Anonymous 0 Comments

Look at a bird. Look how small it is. Look at how much noise it makes.

Also maybe it’s the fact that some features change/disappear when you grow up and a throat of iron may be one of them.

Also i’m sorry for you dear parent, hope your kid spares some mercy for u.

Anonymous 0 Comments

Its the pitch and frequency that makes it sound like it’s louder than it is.
I remember being able to do the perfect horror movie scream, someone once, from blocks away, called the cops because they thought someone was being murdered. I didn’t think it was that loud at the time (definitely didn’t hurt, pretty effortless actually)

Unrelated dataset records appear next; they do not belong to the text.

PR #5334, opened 2025-12-24
[adapters] Fix pipeline getting stuck due to output connector error.

ryzhyk:
This fixes the following deadlock:

- Output connector initialization fails.
- Before exiting, the controller Drop's DBSPHandle, which waits for all worker threads and aux threads to exit. Aux threads are used with connectors that have output buffers.
- However since nothing wakes up the aux thread, it remains parked.

The fix is for DBSPHandle::kill to unpark aux thread.

### DIFF
--- a/crates/dbsp/src/circuit/runtime.rs
+++ b/crates/dbsp/src/circuit/runtime.rs
@@ -265,7 +265,7 @@ struct RuntimeInner {
     kill_signal: AtomicBool,
     // Background threads spawned by this runtime, including for aux threads, in no specific order.
     background_threads: Mutex<Vec<JoinHandle<()>>>,
-    aux_threads: Mutex<Vec<JoinHandle<()>>>,
+    aux_threads: Mutex<Vec<(JoinHandle<()>, Unparker)>>,
     buffer_caches: Vec<EnumMap<ThreadType, Arc<BufferCache>>>,
     pin_cpus: Vec<EnumMap<ThreadType, CoreId>>,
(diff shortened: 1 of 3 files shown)


crates/dbsp/src/circuit/runtime.rs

But now? I can’t even hit that screach anymore, and can’t get close without feeling like I’m getting over a cold

Anonymous 0 Comments

They’re completely relaxed and have no social inhibitions. We’re socialized to stfu from a young age (inside voice, shhh, etc). People who spend lots of time singing extremely loudly like opera singers have to untrain this inhibition and tension so that they can sing above 100 dB for hours at a time.

Anonymous 0 Comments

As a father of an 8 month old monster, I believe the answer is that they were sent from the depths of hell itself; the laws of science applying to us mere mortals clearly don’t apply to them.

However… It could be a pitch thing. When you shout at a gig, you force your voice to a point where it’s raucous (and probably louder than a child). It could just be that the volume, plus the high pitch makes it seem even louder than it is.

Anonymous 0 Comments

Our vocal cords stiffen as we age. Puberty and the onslaught of hormones stiffens the cartilage of the vocal box, deepening your voice.

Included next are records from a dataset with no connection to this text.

PR #5336, opened 2025-12-24
Implement Cluster Health page

Karakatiza666:
Update the design of user popup

Add health indicator to user popup

### DIFF
--- a/js-packages/web-console/src/lib/functions/pipelines/health.ts
+++ b/js-packages/web-console/src/lib/functions/pipelines/health.ts
@@ -100,8 +100,8 @@ export function groupHealthEvents(
     // 2) Sort by timestamp asc (deterministic tie-breakers optional)
     const sorted = [...tagEvents].sort((a, b) => a.timestamp.getTime() - b.timestamp.getTime())
 
-    // 3) Split into segments - alternating "islands" of healthy vs non-healthy events
-    // Each segment contains either all healthy or all non-healthy events
+    // 3) Split into buckets of incidents separated by "healthy" events
+    // Each bucket contains only NON-healthy events.
     const segments: RawHealthEvent[][] = []
     let current: RawHealthEvent[] = []
 
@@ -116,22 +116,6 @@ export function groupHealthEvents(
       }
 
       current.push(e)
-      // ================================
-      // if (current.length === 0) {
-      //   // First event
-      //   current.push(e)
-      // } else {
-      //   const prevIsHealthy = current[0].type === 'healthy'
-      //   const currIsHealthy = e.type === 'healthy'
-      //   if (prevIsHealthy === currIsHealthy) {
-      //     // Same island type (both healthy or both non-healthy), continue
-      //     current.push(e)
-      //   } else {
-      //     // Switch to different island type
-      //     segments.push(current)
-      //     current = [e]
-      //   }
-      // }
     }
     if (current.length) {
       segments.push(current)
--- a/js-packages/web-console/src/routes/(system)/(authenticated)/health/+page.svelte
+++ b/js-packages/web-console/src/routes/(system)/(authenticated)/health/+page.svelte
@@ -34,27 +34,25 @@
   let api = usePipelineManager()
   let events: ClusterMonitorEventSelectedInfo[] | null = $state(null)
   let refreshEvents = async () => {
-    events = (await api.getClusterEvents()) as typeof events
+    events = await api.getClusterEvents()
   }
 
-  const rawClusterEvents = $derived.by(() =>
-    events?./*filter(e => !e.all_healthy).*/ flatMap(unpackCombinedEvent)
-  )
+  const rawClusterEvents = $derived.by(() => events?.flatMap(unpackCombinedEvent) ?? [])
 
   const healthWindowHours = 72
 
-  const firstTimestamp = (events: ClusterMonitorEventSelectedInfo[]) =>
+  const firstTimestamp = (events: ClusterMonitorEventSelectedInfo[] | null) =>
     new Date(lastTimestamp(events).getTime() - healthWindowHours * 60 * 60 * 1000)
-  const lastTimestamp = (events: ClusterMonitorEventSelectedInfo[]) =>
-    ceilToHour(new Date(events.at(0)!.recorded_at))
+  const lastTimestamp = (events: ClusterMonitorEventSelectedInfo[] | null) =>
+    ceilToHour(events?.length ? new Date(events.at(0)!.recorded_at) : new Date())
 
   // Group events for EventLogList
   const groupedClusterEvents = $derived.by(() =>
-    events && rawClusterEvents ? groupHealthEvents(rawClusterEvents, 60 * 60 * 1000) : undefined
+    rawClusterEvents.length ? groupHealthEvents(rawClusterEvents, 60 * 60 * 1000) : []
   )
 
   const splitClusterEvents = $derived.by(() => {
-    const [unresolved, previous] = partition(groupedClusterEvents ?? [], (es) => es.active)
+    const [unresolved, previous] = partition(groupedClusterEvents, (es) => es.active)
     return { unresolved, previous }
   })
 
@@ -90,7 +88,7 @@
   // Open drawer with all events (including healthy) from the clicked timeline bar for a specific component
   function handleBarClick(tag: EventTag, group: TimelineGroup) {
     activeComponent = { type: 'timeline', tag }
-    if (!rawClusterEvents) {
+    if (!rawClusterEvents.length) {
       return
     }
 
@@ -210,28 +208,31 @@
 
 <div class="flex h-full flex-nowrap px-2 pb-5 md:px-8">
   <div class="flex h-full flex-1 flex-col gap-8 rounded-container">
-    {#if events && rawClusterEvents}
-      <!-- Status Timelines for each component -->
-      <div class="flex flex-col gap-2">
-        {#each Object.entries(componentLabels) as [tag, label], i}
-          <StatusTimeline
-            bind:this={timelineRefs[tag as EventTag]}
-            {label}
-            events={rawClusterEvents.filter((e) => e.tag === tag)}
-            startAt={firstTimestamp(events)}
-            endAt={lastTimestamp(events)}
-            unitDurationMs={60 * 60 * 1000}
-            class="flex flex-col gap-2"
-            onBarClick={(group) => handleBarClick(tag as EventTag, group)}
-            legend={i === 2}
-            selectedBars={selectedEventTimestamp?.tag === tag
-              ? { from: selectedEventTimestamp.from, to: selectedEventTimestamp.to }
-              : null}
-          ></StatusTimeline>
-        {/each}
-      </div>
-    {:else}
-      <Progress value={null}></Progress>
+    <!-- Status Timelines for each Feldera service -->
+    <div class="flex flex-col gap-2">
+      {#each Object.entries(componentLabels) as [tag, label], i}
+        <StatusTimeline
+          bind:this={timelineRefs[tag as EventTag]}
+          {label}
+          events={rawClusterEvents.filter((e) => e.tag === tag)}
+          startAt={firstTimestamp(events)}
+          endAt={lastTimestamp(events)}
+          unitDurationMs={60 * 60 * 1000}
+          class="flex flex-col gap-2"
+          onBarClick={(group) => handleBarClick(tag as EventTag, group)}
+          legend={i === 2}
+          selectedBars={selectedEventTimestamp?.tag === tag
+            ? { from: selectedEventTimestamp.from, to: selectedEventTimestamp.to }
+            : null}
+        ></StatusTimeline>
+      {/each}
+    </div>
+    {#if !events}
+      <Progress class="h-1" value={null} max={100}>
+        <Progress.Track>
+          <Progress.Range class="bg-primary-500" />
+        </Progress.Track>
+      </Progress>
     {/if}
     <EventLogList
       bind:this={eventLogListRef}
@@ -241,7 +242,9 @@
       selectedEvents={selectedEventTimestamp}
     >
       {#snippet noIssues()}
-        <span>The cluster experienced no issues in the observed period.</span>
+        {#if events}
+          <span>The cluster experienced no issues in the observed period.</span>
+        {/if}
       {/snippet}
     </EventLogList>
   </div>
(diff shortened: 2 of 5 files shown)


Karakatiza666:
image
image
image
image

Karakatiza666:
image

js-packages/web-console/src/lib/services/pipelineManager.ts
```diff
@@ -749,3 +759,15 @@ export const getPipelineSupportBundleUrl = (
   }
   return `${felderaEndpoint}/v0/pipelines/${encodeURIComponent(pipelineName)}/support_bundle?${query.toString()}`
 }
+
+// Mock event types for status timeline
+export type PipelineEventType = 'normal' | 'partial_issue' | 'major_issue'
+
+export interface PipelineEvent {
+  type: PipelineEventType
+  timestamp: string // ISO 8601 date string
```
mihaibudiu: could you define a type for this?

js-packages/web-console/src/routes/(system)/(authenticated)/+layout.svelte
```diff
@@ -86,6 +89,15 @@
       return { ...message, text }
     })
   )
+  const healthMessage = $derived(
```
mihaibudiu, line 92: What if there are multiple issues? Why is only the first one important?

js-packages/web-console/src/lib/components/StatusTimeline.svelte
```diff
@@ -0,0 +1,211 @@
...
+  export type EventType = 'healthy' | 'unhealthy' | 'major_issue'
+
+  interface TimelineEvent {
+    timestamp: Date
+    type: EventType
+    description: string
+  }
+
+  export interface TimelineGroup {
+    startTime: number
```
mihaibudiu: what are these times? How do they differ from the timestamps in the events?

js-packages/web-console/src/lib/components/StatusTimeline.svelte
```diff
@@ -0,0 +1,211 @@
...
+    endTime: number
+    status: EventType
+    events: TimelineEvent[]
+  }
+
+  interface Props {
```
mihaibudiu: what does Props mean?

js-packages/web-console/src/lib/components/StatusTimeline.svelte
```diff
@@ -0,0 +1,211 @@
...
+    events: TimelineEvent[]
+    startAt: Date
+    endAt: Date
+    unitDurationMs: number // milliseconds
```
mihaibudiu: can you document these fields?

js-packages/web-console/src/lib/components/StatusTimeline.svelte
```diff
@@ -0,0 +1,211 @@
...
+    class?: string
+    onBarClick?: (group: TimelineGroup) => void
```
mihaibudiu: where is the group coming from?

js-packages/web-console/src/lib/components/StatusTimeline.svelte
```diff
@@ -0,0 +1,211 @@
...
+  let {
+    events,
+    startAt,
+    endAt,
+    unitDurationMs,
+    class: className = '',
+    onBarClick
+  }: Props = $props()
+
+  // Timeline configuration
```
mihaibudiu: maybe "timeline display configuration"

js-packages/web-console/src/lib/components/StatusTimeline.svelte
```diff
@@ -0,0 +1,211 @@
...
+          events: []
+        }
+        groupsMap.set(groupIndex, group)
+        groupsArray[groupIndex] = group
+      }
+
+      group.events.push(event)
+      // Update group status based on event severity
+      if (event.type === 'major_issue') {
+        group.status = 'major_issue'
```
mihaibudiu: what if you have a subsequent event that makes it healthy in the same group?

js-packages/web-console/src/lib/components/StatusTimeline.svelte
```diff
@@ -0,0 +1,211 @@
...
+    }
+
+    return groupsArray
+  })
+
+  // Calculate bar dimensions
+  const barWidth = $derived.by(() => {
+    const totalGroups = groups.length
+    if (totalGroups === 0) return 0
+    // If bar_width = BAR_TO_GAP_RATIO * gap_width, then gap_width = bar_width / BAR_TO_GAP_RATIO
```
mihaibudiu: I don't understand these comments.

js-packages/web-console/src/lib/components/StatusTimeline.svelte
```diff
@@ -0,0 +1,211 @@
...
+              e.preventDefault()
+              onBarClick?.(group)
+            }
+          }}
+        />
+      {/if}
+    {/each}
+  </svg>
+
+  <div class="flex flex-wrap justify-between">
```
mihaibudiu: is this scrollable?
how many events is it designed to accommodate?

js-packages/web-console/src/lib/functions/pipelines/health.ts
```diff
@@ -0,0 +1,171 @@
...
+
+export type RawHealthEvent = {
+  timestamp: Date
+  type: HealthEventType
+  description: string
+  tag: EventTag
+  id: string
+}
+
+export type HealthEventParts = {
```
mihaibudiu: why parts?
looks more like an aggregate to me

js-packages/web-console/src/lib/functions/pipelines/health.ts
```diff
@@ -0,0 +1,171 @@
...
+
+export function unpackCombinedEvent(e: ClusterMonitorEventSelectedInfo): RawHealthEvent[] {
+  const timestamp = new Date(e.recorded_at)
+  return [
+    {
+      timestamp,
+      type: toEventType(e.api_status),
+      description:
+        e.api_status === 'Healthy'
+          ? 'The API server is healthy.'
```
mihaibudiu, line 48: "is" or "was"? This may be in the past

js-packages/web-console/src/lib/functions/pipelines/health.ts
```diff
@@ -0,0 +1,171 @@
...
+          ? 'The Kubernetes runner is healthy.'
+          : 'There was an issue with the Kubernetes runner.',
+      tag: 'runner' as const,
+      id: e.id
+    }
+  ]
+}
+
+/**
+ * Groups sequential unhealthy events with the same tag as a single incident based on the abscence of healthy events between them
```
mihaibudiu: absence

js-packages/web-console/src/lib/functions/pipelines/health.ts
```diff
@@ -0,0 +1,171 @@
...
+    if (current.length) segments.push(current)
+
+    if (!segments.length) continue
+
+    // 4) Mark "active" ONLY for the last segment, but only if it is not closed by a later healthy.
+    // Because we flush segments upon encountering healthy, the "current" leftover at the end is the only
+    // segment that can be "open". So: active = (we ended with a non-empty current).
+    //
+    // Implementation detail: we already pushed current if non-empty. To know if last segment is open,
+    // we can re-check whether the last event in sorted is non-healthy.
```
mihaibudiu: in sorted order

js-packages/web-console/src/lib/functions/pipelines/health.ts
```diff
@@ -0,0 +1,171 @@
...
+
+    // 5) Fold each segment by consecutive (type, description) and set active on parts if segment is active
+    for (let i = 0; i < segments.length; i++) {
+      const isActive = i === activeSegmentIndex
+      allGroups.push(...foldConsecutive(segments[i], tag, isActive))
+    }
+  }
+
+  // 6) Global sort by timestampFrom
+  allGroups.sort((a, b) => a.timestampFrom.getTime() - b.timestampFrom.getTime())
```
mihaibudiu: why aren't they sorted by construction?

js-packages/web-console/src/routes/(system)/(authenticated)/health/+page.svelte
```diff
@@ -0,0 +1,204 @@
...
+<AppHeader>
+  {#snippet afterStart()}
+    <PipelineBreadcrumbs {breadcrumbs}></PipelineBreadcrumbs>
+  {/snippet}
+  {#snippet beforeEnd()}
+    {#if drawer.isMobileDrawer}
+      <button
+        onclick={() => (drawer.value = !drawer.value)}
+        class="fd fd-book-open btn-icon flex preset-tonal-surface text-[20px]"
+        aria-label="Open extras drawer"
```
mihaibudiu: what does this do?

js-packages/web-console/src/routes/(system)/(authenticated)/+layout.svelte
Karakatiza666: You will want to visit the health page if there are any issues with the cluster components. I figured just displaying one of them is sufficient - simpler UX (multiple things don't scream at you at the same time) and (slightly) code.

js-packages/web-console/src/lib/components/StatusTimeline.svelte
Karakatiza666: If multiple non-healthy events are reported back-to-back they are visually grouped in a single prolonged event with startTime and endTime, while you can still click through the individual events in a group

js-packages/web-console/src/lib/components/StatusTimeline.svelte
Karakatiza666: Common abbreviation in Svelte ecosystem meaning Svelte Component Properties - passed from parent component

js-packages/web-console/src/lib/functions/pipelines/health.ts
Karakatiza666: Here specifically we expect a non-healthy event to be ongoing, so the wording reflects that

js-packages/web-console/src/lib/components/StatusTimeline.svelte
Karakatiza666: There is an algorithm that groups together non-healthy events that occurred back-to-back without "healthy" events in between

js-packages/web-console/src/lib/components/StatusTimeline.svelte
Karakatiza666: The groups don't have healthy events in them

js-packages/web-console/src/lib/components/StatusTimeline.svelte
Karakatiza666: Arbitrary number of events are accommodated.

The timeline is not scrollable - it shows a fixed number of green bars - one per hour of the 72 hour range.

The events list is scrollable, one of the screenshots shows the list mid-scroll.

js-packages/web-console/src/lib/functions/pipelines/health.ts
Karakatiza666: I'll rename to "Composite". Because this is a prolonged event composed of multiple point-of-time status reports

js-packages/web-console/src/routes/(system)/(authenticated)/health/+page.svelte
Karakatiza666: aria-label? It is a recommended feature to enhance accessibility - it provides a human-readable description to narration tools for interactive UI elements that don't have visually readable text

snkas:
> Are we trying to replace datadog or some other similar tools? I hope we can avoid doing that.

@mihaibudiu We are limiting the scope of this as much as possible -- the goal is to have the user be made aware of whether any of the components are operational, and whether they have been in the recent past.

@Karakatiza666 Thanks for the updates, I think with the individual bars it looks clearer.

- The incident popup on the right looks really great, it's a satisfying slide to investigate further
- The most important in terms of functionality is that all events are shown, and they can be individually investigated. This needs to be a direct mapping, without any filtering done client side. We want to prevent that some events cannot be find.  I would suggest either keeping the current bucketing, but when you hover over it you see the timestamps of all the events in the bucket.
- Each bucket can be 1h, so there would be 72 bars. If there is no event in the bucket, it should be gray but still be there.
- Also healthy events are interesting to investigate
- When I trigger an error in the compiler (e.g., just adding `panic!("")` in src/compiler/main.rs), and then restart again without it it to recover, it does not show the new event. This indicates there is some logic doing filtering, which we want to avoid.
- Event timestamps should just be their exact timestamps, not ranges. On the bar x-axis legend, there could be on the left "72h ago" and on the right "Today"

js-packages/web-console/src/routes/(system)/(authenticated)/health/+page.svelte
mihaibudiu: "open extras drawer" does not strike me as something that helps blind users

Karakatiza666:
We discussed the UX with Simon at length, but did not come to a single conclusion.

The most straightforward adjustments for the current PR are:
- Show gray bars when data is missing
- Add a toggle (off by default) to display healthy intervals in the events log list
- Add per-hour bucketing of both healthy and non-healthy intervals
- Highlight the incidents related to the selected bar in the time series

js-packages/web-console/src/lib/services/pipelineManager.ts
Karakatiza666: I will remove this type, it is actually not needed currently

js-packages/web-console/src/lib/functions/pipelines/health.ts
Karakatiza666: Ended up renaming to "Bucket"

Karakatiza666:
[Screencast from 2026-01-09 19-50-15.webm](https://github.com/user-attachments/assets/aba2905d-9851-436c-8b09-a4b29204b9d8)

gz:
I can't see the mouse in the video but it made me wonder what those progress bars that pop up and disappear on the right frame represent?

How do we distinguish between service degradation and major issue?

Karakatiza666:
> those progress bars that pop up and disappear

They indicate on-demand loading of per-event data. Once the content loads, the progress bar disappears and the text content is shown (blank space in the video)

Karakatiza666:
> How do we distinguish between service degradation and major issue?

We don't really yet, once we do it'll be backend-driven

And we get even older, the cartilage and muscles weakens, giving elderly people a more raspy voice.

Based on those facts, baby and toddlers must have much more flexible vocal box tissues, why they don’t give AF about screaming their little heads off.

Think about doing a split at 30 yrs old, compared to a split at 18 months. Babies and their vocal cords are flexible as shit.

Anonymous 0 Comments

I’ve wondered this question about fucking dogs out they can literally bark 24 seven and never shut up except to eat… or sleep for five minutes!

Anonymous 0 Comments

Here’s a different but related question: how do people do things like screamo without damaging there vocal cords? There is a way to scream safely, but as adults, we have to learn it and be trained to do it. As children, we know how to do it because it’s in biology.

I wouldn’t say social inhibition is entirely a complete answer from my knowledge. Due to the fact that you have no need to scream or cry often, you forget how to scream- this much is true. But just because social factors are gone doesn’t mean you’ll suddenly be able to scream like a baby. Your actual procedural memory would have faded because you don’t do it frequently enough. Even a genuine scream out of pure fear would probably hurt your vocal cords if you aren’t trained to scream correctly.